-- Opening Marker --

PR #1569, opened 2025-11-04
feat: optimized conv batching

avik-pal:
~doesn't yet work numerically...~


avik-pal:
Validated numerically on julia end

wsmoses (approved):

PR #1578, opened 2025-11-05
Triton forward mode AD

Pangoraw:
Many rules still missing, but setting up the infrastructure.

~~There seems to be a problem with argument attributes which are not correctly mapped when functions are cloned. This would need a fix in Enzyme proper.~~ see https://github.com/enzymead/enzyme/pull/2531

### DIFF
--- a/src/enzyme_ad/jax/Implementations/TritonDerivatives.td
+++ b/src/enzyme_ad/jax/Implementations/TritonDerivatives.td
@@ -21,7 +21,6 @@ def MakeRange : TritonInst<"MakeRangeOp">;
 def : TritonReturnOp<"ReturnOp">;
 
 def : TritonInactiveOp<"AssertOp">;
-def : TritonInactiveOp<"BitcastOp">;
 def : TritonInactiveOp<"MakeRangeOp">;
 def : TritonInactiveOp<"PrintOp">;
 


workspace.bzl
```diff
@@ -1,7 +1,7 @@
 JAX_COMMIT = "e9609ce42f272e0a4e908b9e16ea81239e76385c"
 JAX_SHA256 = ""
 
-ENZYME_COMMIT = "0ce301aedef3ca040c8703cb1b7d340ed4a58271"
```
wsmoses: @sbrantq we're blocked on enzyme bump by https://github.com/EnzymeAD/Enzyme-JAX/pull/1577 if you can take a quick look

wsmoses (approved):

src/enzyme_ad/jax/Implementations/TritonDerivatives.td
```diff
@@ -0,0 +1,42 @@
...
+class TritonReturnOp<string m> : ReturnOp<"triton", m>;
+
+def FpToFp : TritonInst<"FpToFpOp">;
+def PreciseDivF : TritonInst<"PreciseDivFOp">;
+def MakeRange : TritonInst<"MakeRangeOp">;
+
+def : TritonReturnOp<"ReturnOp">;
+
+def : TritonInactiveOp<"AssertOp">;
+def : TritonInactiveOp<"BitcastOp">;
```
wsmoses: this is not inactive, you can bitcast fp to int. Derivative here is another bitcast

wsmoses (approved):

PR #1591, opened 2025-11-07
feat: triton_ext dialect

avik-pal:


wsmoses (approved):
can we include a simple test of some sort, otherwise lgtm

-- Closing Marker --
-- Opening Marker --

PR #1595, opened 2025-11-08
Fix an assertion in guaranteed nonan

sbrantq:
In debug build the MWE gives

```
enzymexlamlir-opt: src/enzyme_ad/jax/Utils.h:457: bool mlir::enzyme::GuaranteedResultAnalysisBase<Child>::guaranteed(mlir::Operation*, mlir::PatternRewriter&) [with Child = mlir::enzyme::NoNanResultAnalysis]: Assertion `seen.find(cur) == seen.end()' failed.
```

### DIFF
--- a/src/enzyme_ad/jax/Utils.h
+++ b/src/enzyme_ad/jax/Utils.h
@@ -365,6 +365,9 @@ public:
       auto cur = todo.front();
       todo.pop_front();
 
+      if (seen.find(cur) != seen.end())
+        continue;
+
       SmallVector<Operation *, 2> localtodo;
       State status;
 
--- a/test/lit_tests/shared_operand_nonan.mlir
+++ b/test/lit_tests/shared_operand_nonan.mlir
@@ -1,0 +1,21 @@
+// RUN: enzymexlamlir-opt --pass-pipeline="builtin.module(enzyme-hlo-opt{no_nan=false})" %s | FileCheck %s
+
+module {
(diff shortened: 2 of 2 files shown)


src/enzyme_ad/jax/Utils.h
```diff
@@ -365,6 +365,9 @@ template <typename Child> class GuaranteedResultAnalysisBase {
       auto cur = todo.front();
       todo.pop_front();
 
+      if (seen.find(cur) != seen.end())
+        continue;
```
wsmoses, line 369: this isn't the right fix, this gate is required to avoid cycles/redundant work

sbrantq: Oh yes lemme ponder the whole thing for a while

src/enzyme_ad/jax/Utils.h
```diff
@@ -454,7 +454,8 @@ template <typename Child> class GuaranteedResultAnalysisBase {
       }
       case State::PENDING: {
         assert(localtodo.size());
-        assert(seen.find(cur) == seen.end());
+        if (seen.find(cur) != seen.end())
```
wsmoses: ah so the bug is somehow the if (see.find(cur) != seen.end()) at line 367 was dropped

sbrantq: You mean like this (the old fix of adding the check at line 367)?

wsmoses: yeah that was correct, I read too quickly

-- Closing Marker --
-- Opening Marker --

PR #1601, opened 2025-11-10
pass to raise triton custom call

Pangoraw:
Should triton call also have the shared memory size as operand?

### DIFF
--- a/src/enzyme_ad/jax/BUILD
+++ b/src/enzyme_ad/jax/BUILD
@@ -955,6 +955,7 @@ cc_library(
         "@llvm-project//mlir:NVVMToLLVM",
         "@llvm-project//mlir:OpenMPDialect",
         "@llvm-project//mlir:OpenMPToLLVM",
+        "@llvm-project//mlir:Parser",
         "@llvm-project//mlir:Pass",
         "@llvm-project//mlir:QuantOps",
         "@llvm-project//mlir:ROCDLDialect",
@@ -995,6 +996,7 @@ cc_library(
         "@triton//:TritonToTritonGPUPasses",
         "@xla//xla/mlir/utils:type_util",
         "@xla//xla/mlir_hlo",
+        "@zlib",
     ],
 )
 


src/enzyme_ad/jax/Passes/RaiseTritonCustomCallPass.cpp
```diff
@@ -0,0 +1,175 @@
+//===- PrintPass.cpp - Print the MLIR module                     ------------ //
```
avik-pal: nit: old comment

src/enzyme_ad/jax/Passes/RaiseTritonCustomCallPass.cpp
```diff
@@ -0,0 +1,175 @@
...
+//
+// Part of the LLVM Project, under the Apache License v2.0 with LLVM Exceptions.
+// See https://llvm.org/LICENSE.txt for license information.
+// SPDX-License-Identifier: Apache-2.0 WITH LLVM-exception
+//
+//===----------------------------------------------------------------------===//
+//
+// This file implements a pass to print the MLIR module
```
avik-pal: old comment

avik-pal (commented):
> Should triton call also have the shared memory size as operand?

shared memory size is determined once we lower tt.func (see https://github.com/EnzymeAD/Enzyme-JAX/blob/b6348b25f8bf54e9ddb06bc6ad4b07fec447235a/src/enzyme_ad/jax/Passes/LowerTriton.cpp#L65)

-- Closing Marker --

EXERCISE BRIEF> Where does the word "https" appear in the material above? Copy every line that holds it.

TASK SOLUTION>
~~There seems to be a problem with argument attributes which are not correctly mapped when functions are cloned. This would need a fix in Enzyme proper.~~ see https://github.com/enzymead/enzyme/pull/2531
wsmoses: @sbrantq we're blocked on enzyme bump by https://github.com/EnzymeAD/Enzyme-JAX/pull/1577 if you can take a quick look
+// See https://llvm.org/LICENSE.txt for license information.
shared memory size is determined once we lower tt.func (see https://github.com/EnzymeAD/Enzyme-JAX/blob/b6348b25f8bf54e9ddb06bc6ad4b07fec447235a/src/enzyme_ad/jax/Passes/LowerTriton.cpp#L65)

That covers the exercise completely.